もとより、私が住むのはずっと遠くの王都。
この街も随分と発展しているけれど、それ以上に活気がある場所に、私の本拠地がある。
王都でもチョロチョロっと黒髪の男性を見かけることはあったけれど、青い瞳を持つ人は誰一人も居らず、青い瞳を持つ男性の情報を聞いても、黒い髪の人はいない。
5年もの年月、色んなところを旅してやっとこの街にたどり着いた。
正直、1回王都に帰ろうかなとも思った。けど、こういう辺鄙な場所にこそ、そういう情報が眠っている!
って私の上司が言ってた!
「……けど、この森はちょっと魔物が多すぎるかも……?」
視界には一匹の魔物もいないけれど、それはこの道があるからであって、少しでも道を外せばすぐに対峙してしまう。
きっと、この道なのか道じゃないのかも分からない通りは、この街の住人が口を揃えて言う『黒髪の男性』が作り出したものなのだろう。
結局、青い瞳を知っていたのは最初の頭巾の女性だけ。
それ以降の人たちは青い目のことを知らなければ、首を横に振るだけ。
だから正直、期待は薄れている。
「そ、それでも!情報提供の量で言えば、この街が1番!」
再度握りこぶしを作った私は、ズレたモコモコ帽子を被り直しながら自分に言い聞かせる。
そうして、とある開けた場所にたどり着いた。
これと言った建造物もなければ、木の実のひとつもない場所。
周りにはうじゃうじゃと魔物が居るのに、ぽっかりと穴が空いたようにここには何もなかった。
――ガサガサッ
「……っ!」
慌てて背後を見やる。
腰に差してある短剣を握り、身構えながら恐る恐る生い茂った草木に近づいていく。
「で、出てきなさい……。ど、どうせ魔物……なんでしょ……!」
この森にどんな魔物が居るのかは知らない。
冒険者ギルドはあったけど、立ち寄ることはなかったから。
「こ、ここでしょ……!」
腰から抜き取った短剣を勢いよく横一線に振る。
そして現れる魔力で可視化された斬撃。
一瞬で辺り一面の雑草を蹴散らすけれど、魔物の正体のひとつもなければ、動物の一匹もいなかった。

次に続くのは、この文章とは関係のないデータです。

PR #1572, opened 2015-12-17
Network activity LED for servers

magik6k:
Here's how it it looks(except for blue-ish LED color): https://assets.magik6k.net/octhing.webm


fnuecke:
Looks great, thanks a lot!

PR #1573, opened 2015-12-18
Fixed embedSlot in GuiType

### LINKED ISSUE #1571: Can only access first server's contents via right clicking front face
Using build 815 from the jenkins, only a server in the first slot of a rack has its contents accessible via right clicking the front face of the rack, all other slots require you to remove the blade and access it via right clicking, as was the case prior to 1.6

magik6k:
Fixes #1571


fnuecke:
Goddammit, how did that even happen >_>
Thanks!

PR #1591, opened 2015-12-31
Ninjafix unbootable plan9k floppy

magik6k:


magik6k:
Or wait, it doesn't work too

「……もしかして風で揺れただけ……?た、確かに私の探知には引っかからなかったし……」
警戒心はそのままに、腰に短剣を戻した私はもう一度、ズレた帽子を直す。
正直に言えば、正体が分からずに先に進むのは怖い。
けれど、確証は薄いけれど!もしかしたらこの先に私の命の恩人がいる。
「そ、そこまで行けば安全……だよね……?違うかったとしても、ここに住んでるんだから
自分に言い聞かせながら、とにかく足を進める。
できるだけ魔物がいない場所を徹底的に探し、人が住みやすそうな広場を探しながら。
「――はぁ……はぁ……。安全な……場所に行けば……!強者が……!」
あれから数時間が経った。
空の色もオレンジ色になり、あの光が落ちれば魔物も活性化する。
今すぐにでもこの森を出るべきなんだけど、
「迷子に……なった……!」
ドロっとした唾液を喉に通しながら、魔物が近くに居ないのをいいことに切り株に腰を落とす。
一心になって歩き回りすぎてしまった。
作られたであろう道も見失い、失ったことにも気付かないまま魔物が居ない方へと歩き続けた結果が、これ。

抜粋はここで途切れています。